From Maisqual Wiki
The Maisqual project delivered some data sets for researchers in software engineering. The intent is to foster academic software research, by providing pair-reviewed and simple-to-use CSV files for a few well-known software projects. The metrics extracted for these three purposes are listed in Maisqual Metrics and the rules checked are described in Maisqual Rules.
Data sets come in three flavours:
- Evolution data sets show a weekly snapshot of the project repository over a long period of time – up to 12 years, in the case of Ant. The time interval between extracts is constant: the source has been extracted every Monday over the defined period of time. Characteristics include common and differential code metrics, communication measures, and configuration management measures.

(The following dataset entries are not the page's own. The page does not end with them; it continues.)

PR #3405, opened 2021-09-20
Replace noop decoders with provider specific ones

dthyresson:
Fix: #3389

Because the custom auth provider and decoder could be used when making any request, depending on how an app's `getCurrentUser` was implemented, this decoder could be used to spoof an authenticated used if the app's getCurrentUser did no further check on the token -- or RBAC checks.

If, the decoded token was simply passed as the and added to the context as currentUser a request would be authenticated.

Since Magic and Firebase used the same noop decoder that simply passed along the token as the decoded token, a similar spoof could be attempted, too.

To avoid this, this PR:

* adds dedicated decoders for every provider
* requires that the decoder do some server-side check for an envar (in production)
* removes the noop decoder
* checks that a decoder returns a token

This PR as yet doesn't change the shipped auth.js/ts template, but want review of the logic here first.

Then we can change the template so that `getCurrentUser` is less likely to set an object into the context.

Note: Updated Firebase and Magic decoders are forthcoming and will both replace these and also address the loop hole.


dac09:
I see the approach here DT and it makes a lot of sense actually! 

A few thoguhts:
1. I still think its really important that we return `null` from the decoders when its not implemented. I fail to see the benefit of returning a token here, especially when we have it available in the other arguments of `getCurrentUser` anyway
2. Custom shouldn't really need a secret - we can't assume anything about this implementation. In my case for example, I use custom to enrich the context _differently_, while not needing a secret.
3. I think we should still update the lib/auth template to check for decoded token, before spreading it into the response

packages/api/src/auth/decoders/index.ts
```diff
@@ -48,17 +49,29 @@ export const decodeToken = async (
     // Make this a warning, instead of a hard error
     // Allow users to have multiple custom types if they choose to
     if (process.env.NODE_ENV === 'development') {
-      console.warn(
+      console.error(
```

- Release data sets show analyses of the source releases of the software product, as published by the project. They differ from the evolution data sets in their nature (the source release does not necessarily show the same structure and contents as the project repository) and in time structure (releases show no time structure: a new release may happen only a few day after the previous one – e.g. in the case of blocking issues, or months after).

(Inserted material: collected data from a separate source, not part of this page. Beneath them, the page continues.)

Issue #3399, opened 2021-09-20
Ensure that in the  useRedwoodAuthContext GraphQL Plugin, errors encountering in decoding token are masked


dthyresson:
Any errors in `parseAuthorizationHeader` such as 'The `Authorization` header is not valid.'`:

```ts
/**
 * Split the `Authorization` header into a schema and token part.
 */
export const parseAuthorizationHeader = (
  event: APIGatewayProxyEvent
): AuthorizationHeader => {
  const parts = event.headers?.authorization?.split(' ')
  if (parts?.length !== 2) {
    throw new Error('The `Authorization` header is not valid.')
  }
  const [schema, token] = parts
  if (!schema.length || !token.length) {
    throw new Error('The `Authorization` header is not valid.')
  }
  return { schema, token }
}
```

Should be masked and not exposed to the client.

The original error should still be logged.

Need to ensure that errors during the context building phase -- not just execution phase -- are masked.

Issue #925, opened 2020-08-01
getCurrentUser swallows exceptions


peterp:
This makes this function particularly difficult to debug during development. It would be a great if we threw these again during development.

dthyresson:
@peterp This issue is from ~ a year ago, but thought I'd have a look since I am in GraphQL world. 

> getCurrentUser swallows exceptions

For example, let's say I create this artificial exception llke:

```js
export const getCurrentUser = async (
  decoded,
  { _token, _type },
  { _event, _context }
) => {
  if (decoded) {
    return undefined.toString()
  }
  return { ...decoded, roles: parseJWT({ decoded }).roles }
}
```

I do get:

![image](https://user-images.githubusercontent.com/1051633/128539892-fc25a62c-66d4-4011-8a44-a51ba1f3b59c.png)


and the response is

- Version data sets present information on a single release or extract of a product. They include only static information: all time-dependent attributes are discarded, but they still provide valuable insights into the intrinsic measures and detected practices.

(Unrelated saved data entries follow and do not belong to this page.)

PR #3411, opened 2021-09-22
Add @redwoodjs/codemods

jtoar:
> **WIP**  
>
> This is PR is in super early development.

This PR adds a new package to the monorepo, `@redwoodjs/codemods`. While we put a ton of effort into our release notes, upgrading can still be a bit of a pain no matter how you slice it. The goal of `@redwoodjs/codemods` is to make upgrading more of a breeze by automating what we can.

### Usage

While we'll probably make running codemods a part of `yarn rw upgrade` (see the section below), it should be possible to run them independently. (In case you can't run them while you're upgrading, choose to run them later, maybe they're not even part of an upgrade, etc.)

We have two designs:

1 -> run all the codemods between versions with `--from... --to` syntax:

```
npx @redwoodjs/codemods --from v0.36.0 --to v0.37.0
```

Codemods would have to be annotated with some metadata about which version they apply to. It doesn't restrict them from running on other versions necessarily, but usually there's a version they were meant for.

2 -> run an individual codemod, with it's name and whatever arguments it takes:

```
npx @redwoodjs/codemods add-directives
```

Since codemods can be quite different (e.g. `add-directives` doesn't even use jscodeshift—it just fetches files from github), I have something like the yargs `commandDir` structure set up, similar to the rwjs cli.

### Adding to `yarn rw upgrade`

Should `yarn rw upgrade` also run codemods? Or should it just log the codemods to run? It feels like it'd be easier if just ran the codemods itself, using a flag like `--codemods true`:

```
yarn rw upgrade --codemods true
```

A third option is a prompt:

```
yarn rw upgrade
# upgrading...
Done!

Would you like to apply codemods?
> [x] yes
> [ ] no
```

### Pinning dependencies

It's important that codemods be frozen in a way; the tool that runs them maybe doesn't have to be, but the logic that they themselves perform shouldn't be broken upstream.

### Testing

You can test a codemod on a real redwood project by running:

```
redwoodjs/redwood$ cd packages/codemods
redwoodjs/redwood/packages/codemods$ yarn build
redwoodjs/redwood/packages/codemods$ RWJS_CWD=~/path/to/redwood/project node ./dist/codemods.js add-directives
```

Each codemod is in its own folder and is meant to be self contained outside what it uses from `lib`. The tests in its own directory are unit tests, but we should have a separate directory somewhere in the package for e2e.


realStandal:
> Should yarn rw upgrade also run codemods? Or should it just log the codemods to run? It feels like it'd be easier if just ran the codemods itself, using a flag like --codemods true:

Hey @jtoar! Just wanted to give some feedback on this one in particular: I ran into some issues running the `yarn build:test-project` on my Windows machine, particularly at the codemods section. I haven't dug into it enough to feel comfortable making it into a bug report just yet; I'd like to dedicate time particularly to diagnosing it, and not just run into the error while trying to accomplish something else.

Of course, that's an issue which should be resolved and not something which your feature should work around. I just wanted to say *something* if I don't get the chance to put the time towards hunting down what's actually taking place. My assumption is it has to do with my running the command from PowerShell, but again, that's just a guess after quickly glancing over the errors. It could just as well be confined to that command in particular.

Another great improvement to Redwood's DX at any rate, amazing!!

dac09:
@jtoar So I fixed the execution problem, now runs on all environment, and fixed the e2e test erroring out too.

But.... my feeling is that execution of codemods MAY fail with npx (particularly on linux and macos) - because of the way we're resolving the bin. If not, all goood!

jtoar:
@realStandal thanks for your concern and willingness to dive in! I think in the process of making sure this works on windows, we figured out why it wasn't working for the test project. @dac09 has a PR up here that you could take a look at: https://github.com/redwoodjs/redwood/pull/3439#event-5376472861. I'll be reviewing it shortly after this one gets merged too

The full list of selected projects is provided in the Maisqual Projects page.
Other similar software data sets include:
- COMETS data sets: http://java.llp.dcc.ufmg.br/sqj2013
- Helix data set: http://www.ict.swin.edu.au/research/projects/helix/download.html
- Promise data set: http://promisedata.googlecode.com/
- Marco d'Ambros data set for bugs: http://bug.inf.usi.ch/
There is also a list of open research data sets at http://www.cc.uah.es/drg/c/RHH_RAISE12_Repos.html
- ↑ Couto, C., Maffort, C., Garcia, R., & Valente, M. T. (2013). COMETS: A Dataset for Empirical Research on Software Evolution using Source Code Metrics and Time Series Analysis. ACM SIGSOFT Software Engineering Notes, 38(1), 1–3.
- ↑ Marco D’Ambros, Michele Lanza, R. R. (n.d.). An Extensive Comparison of Bug Prediction Approaches. In Proceedings of MSR 2010 (7th IEEE Working Conference on Mining Software Repositories) (p. 2010).